[Data records]
<<<<

PR #1594, opened 2024-10-24
Example showing discovery and running of test commands

vyadh:
I couldn't use `nupm` as it was marked as experimental so I thought I'd see how far I could take the "reflection" capabilities of Nushell for basic unit testing. I imagine we could create a somewhat full-featured test framework using something like this technique. I'm somewhat tempted to try 😄.

I can simplify the example by removing the ignored tests and printing of test names if you prefer, but it seemed useful enough to leave in.

### DIFF
--- a/book/testing.md
+++ b/book/testing.md
@@ -177,47 +177,41 @@ use std assert
 source fib.nu
 
 def main [] {
-  print "Running tests..."
+    print "Running tests..."
 
-  let test_commands = (
-    scope commands
-      # Exclude all in-built commands
-      | where ($it.type == "custom")
-      # Include all commands starting with "test_"
-      | where ($it.name | str starts-with "test_")
-      # Exclude commands marked as "ignored" in the description
-      | where not ($it.description | str starts-with "ignore")
-      # Get the name of the test command
-      | get name
-      # Prefix each test command with a command to print the test name
-      | each { |test| [$"print 'Running test: ($test)'", $test] } | flatten
-      # Concatenate into a command list
-      | str join "; "
-  )
+    let test_commands = (
+        scope commands
+            | where ($it.type == "custom")
+                and ($it.name | str starts-with "test ")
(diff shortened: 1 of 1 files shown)


vyadh:
Minor update to comply with #1601 and test compatibility with nupm, which I now realise works in a similar way. Maybe there is some appetite to update nupm to allow the test runner to also work for non-module tests. The use case being what I often do, which is write various test scripts in Nushell, but the implementation might be something else - such as testing infrastructure or even bash scripts.

book/testing.md
```diff
@@ -165,4 +165,63 @@ for t in [
...
+  print "Running tests..."
+
+  let test_commands = (
+    scope commands
+      # Exclude all in-built commands
+      | where ($it.type == "custom")
+      # Include all commands starting with "test_"
+      | where ($it.name | str starts-with "test_")
+      # Exclude commands marked as "ignored" in the description
+      | where not ($it.description | str starts-with "ignore")
```
fdncred, line 189: Instead of doing `where | where | where` it's typically recommended to use and/or.
```nushell
scope commands | where $it.type == custom and ($it.name | str starts-with test_) and not ($it.description | str starts-with ignore)
```
You version allows for better documentation but I'm not sure it's the most efficient way to write it. I won't block this PR because of this though.

vyadh:
That's a fair point. I've got too used to lazily-evaluated sequences perhaps. I've updated based on that. It still seems pretty readable, particularly after removing the line-by-line comments. Plus also added what I intended to push previously (compatibility with nupm tests).

book/testing.md
vyadh: That's a fair point. I've got too used to lazily-evaluated sequences perhaps. I've updated based on that. It still seems pretty readable, particularly after removing the line-by-line comments. Plus also added what I intended to push previously (compatibility with nupm tests).

fdncred:
Thanks

PR #1598, opened 2024-10-27
Fix type signatures on custom commands

NotTheDr01ds:
After #1596, the examples for type signatures on custom commands were removed entirely, even though the text above said they were still included.

This adds type signature examples back in, but correctly this time.


fdncred:
Thanks

PR #1599, opened 2024-10-27
wrapped script in "def main [] {...}"

amkhlv:
The example was not running correctly, without `main []`
It resulted in the following error:

```
 1 │ ╭─▶ #!/usr/bin/env -S nu --stdin
 2 │ │   
 3 │ │   echo $"stdin: ($in)"
 4 │ │     
 5 │ ├─▶ 
   · ╰──── block is missing compiled representation
```


132ikl:
oh my, good catch!

fdncred:
Thanks

Issue #1574, opened 2024-10-02
Add information on magic `index` renaming


NotTheDr01ds:
As @fdncred mentioned in https://github.com/nushell/nushell/pull/13985 - We need to at least document the functionality where a field named `index` is relabeled as `#` in tables.

I grepped the book for `index` and didn't find anything.

Probably in [Working with Tables](https://www.nushell.sh/book/working_with_tables.html).

PR #1600, opened 2024-10-28
Updates to "Working with Tables" - Adds info on "index renaming" and the table command

NotTheDr01ds:
Implements #1574 

Also, while there, I noticed that the chapter on Tables doesn't have any info on the `table` command, which seemed a bit odd - Added some detail regarding it, since it sometimes causes confusion.

### DIFF
--- a/book/working_with_tables.md
+++ b/book/working_with_tables.md
@@ -404,7 +404,7 @@ You've noticed that every table, by default, starts with a column with the headi
    - The default mode
    - Nushell provides a 0-based, consecutive index
    - Always corresponds to the cell-path row-number, where `select 0` will return the first item in the list, and `select <n-1>` returns the nth item
-   - Is a display of an internal representation only. In other words, it is not addressible by column name. For example, `get index` will not work, nor `get #`
+   - Is a display of an internal representation only. In other words, it is not accessible by column name. For example, `get index` will not work, nor `get #`
 
 1. "Index"-Renamed #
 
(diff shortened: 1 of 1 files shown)


book/working_with_tables.md
```diff
@@ -390,3 +394,191 @@ You can also [`reject`](/commands/docs/reject.md) columns in a table by passing
...
+# => ╰────┴──────────┴──────┴─────────┴──────────────╯
+```
+
+The `sort-by modified` now _also_ sorts the `index` along with the rest of the columns.
+
+##### Adding a Row Header
+
+```nu
+let table = [
+[additions | deletions | delta ];
```
fdncred, line 515: I don't think we should publicize `|` working as a delimiter here. I think it's a bug and probably shouldn't be allowed.

NotTheDr01ds: You're right, of course.  I've gotten used to it so quickly for table literals that I've almost forgotten it's not supported.  It's definitely a bug, as the parse code specifically *doesn't* include `'|` as a list separator today.  But I'm going to propose that we just fix the bug by changing the parser to actually allow it.  I already have a fix in and tested, so I'll drop a PR soon and see if it flies.

In the meantime, I agree that we shouldn't document it until and unless it's official, so I'll reformat this.

NotTheDr01ds:
@fdncred Thanks! Updated.

fdncred:
Thanks

PR #1605, opened 2024-11-01
Fixup and update cmd.exe shelling out docs

Kissaki:
The documentation about shelling out cmd.exe commands was outdated, incomplete, and confusing.

* It mixed past tense "used to" and the forwarded commands without being clear about their relationship and differences
* There have been multiple undocumented changes across versions
* Neither Nu release notes nor this or the book escaping [the shell] mention these version differences

The docs receive a significant update to structure and information:

* Introduce a headlined section for the forwarded commands
* Introduce version-blocks to describe differences between versions
* Describe forwarded command list changes across versions within a same-behavior block
* Differentiates between CMD.EXE and `cmd.exe` (the shell and the executable/forward call)

These version docs may not be useful in the long run, given the version release ages. Nevertheless, these docs will serve as a good, thorough reference even if the information about older versions will be removed at some point or even soon.

The docs themselves provide enough context and source links to verify their correctness. I will not repeat those here in the commit description.

### DIFF
--- a/book/coming_from_cmd.md
+++ b/book/coming_from_cmd.md
@@ -1,6 +1,6 @@
 # Coming from CMD.EXE
 
-This table was last updated for Nu 0.67.0.
+This table was last updated for Nu 0.99.1.
 
 | CMD.EXE                              | Nu                                                                                  | Task                                                                  |
 | ------------------------------------ | ----------------------------------------------------------------------------------- | --------------------------------------------------------------------- |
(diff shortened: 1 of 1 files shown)


book/coming_from_cmd.md
```diff
@@ -1,6 +1,6 @@
 # Coming from CMD.EXE
 
-This table was last updated for Nu 0.67.0.
+This table was last updated for Nu 0.99.1.
```
Kissaki, line 3: I did not go over the command table. I was unsure whether it should remain the previous, be updated to the new, or split across concerns.

I chose to update it for simplicity, thinking issues can still be resolved either way when they come up/get reported.

Kissaki:
CI failure on a file I did not change

```
error: `punctutation` should be `punctuation`
  --> ./book/modules/creating_modules.md:468:7
```

fdncred:
I don't really see the value of mentioning old versions of nushell here.

Kissaki:
Shall I update it only with the most recent info then?

Or is merging this, and then doing a follow-up to reduce it to the recent version viable, which would produce a conclusive doc of the behavior changes in the git log?

fdncred:
ya, i think it would be better to fix it here and only have info on the latest version.

PR #1609, opened 2024-11-01
Fix 'Creating Modules' code examples

Kissaki:
Both errored when executed.

### DIFF
--- a/book/modules/creating_modules.md
+++ b/book/modules/creating_modules.md
@@ -89,7 +89,7 @@ Now it works as expected:
 
 ```nu
 use ./increment.nu
-2024 | inc
+2024 | increment
 # => 2025
 ```
 
@@ -333,7 +333,7 @@ As with any command defined without `--env`, commands and other definitions in t
 ```nu
 export def examine-module [] {
     # Changes the PWD environment variable
-    cd $env.CURRENT_FILE
+    cd ($env.CURRENT_FILE | path dirname)
     ls
 }
 ```


fdncred:
Thanks

NotTheDr01ds:
@Kissaki Thanks!  On the second one, it was actually working "as intended", but what I *think* must have happened is that you (at some point) imported it with:

```nu
use my-utils/mod.nu *
```

This caused `$env.CURRENT_FILE` to return the `mod.nu` rather than the directory name.

Importing with `use my-utils *` as in the doc *should* (at least in my testing, and re-testing, and re-testing yet some more ;-) properly return the directory name and `cd` to it successfully.

With your change, it now fails when properly imported - It doesn't error, but it returns the wrong directory (the *parent* of the module directory itself).

But you've found an interesting issue, but at least one that I can work around with a change to check if the `CURRENT_FILE` ends in `mod.nu` or not.

If you get a chance, can you (a) confirm my suspicions about `use my-utils/mod.nu *`, and (b) that my fix in (TBD) works?  Thanks!

Kissaki:
I retested the code without the fixup in this MR, with various constellations, and I always get the error. `use my-utils`, `use my-utils *`, `use my-utils\mod.nu`, `use my-utils\mod.nu *`, `examine-module`, `my-utils examine-module`. I made sure to use new sessions without previous use module context.

Do you expect `$env.CURRENT_FILE` to not be a file path? Or that `cd`works with a file path?

For me it makes sense that it never works because CURRENT_FILE is a file path, and cd change directory requires a directory path. Navigating into a file makes no sense.

I changed it to ´cd ($env.CURRENT_FILE | path dirname)` with that understanding. Getting the directory path of the file. If it's `mod.nu` then it's the module's directory. If it's a module file, not `mod.nu`, then it would list those (likely unintended behavior). The example is *with* a module folder though, so makes sense there.

With that context, I don't see how #1610 makes sense. If it's not `mod.nu`, then it's not a module *directory* with files in the first place. `cd`-ing into a file path and listing its content makes no sense to me.

NotTheDr01ds:
While I'm still not sure why we are getting different results, I think the core problem goes back to [this Nushell issue](https://github.com/nushell/nushell/issues/13425), but I still want to make sure.  

I thought the fix for that issue had made it in 0.99, but it appears it was reverted, so it's likely I'll need to find an entirely different example for that stage.

> Do you expect `$env.CURRENT_FILE` to not be a file path? Or that `cd`works with a file path?

In my testing, when a module is imported using directory-form, the `CURRENT_FILE` is the name of the directory.  I see that it is the *file* when `use my-utils/mod.nu *` is used, but I haven't (yet) found other cases where it is.  I've also tested on both Linux and Windows with the same results, but I'm still looking.

It's possible there's more than one root issue here.

PR #1610, opened 2024-11-02
Fix Creating Modules code example (a bit further)

NotTheDr01ds:
Fixes the issue (for real, hopefully) in #1609 - See my comment there for details on why this is needed.


fdncred:
Thanks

>>>>

Lines containing the word "documentation": copy every one of them from the records above.

SOLVED EXERCISE:
You version allows for better documentation but I'm not sure it's the most efficient way to write it. I won't block this PR because of this though.
The documentation about shelling out cmd.exe commands was outdated, incomplete, and confusing.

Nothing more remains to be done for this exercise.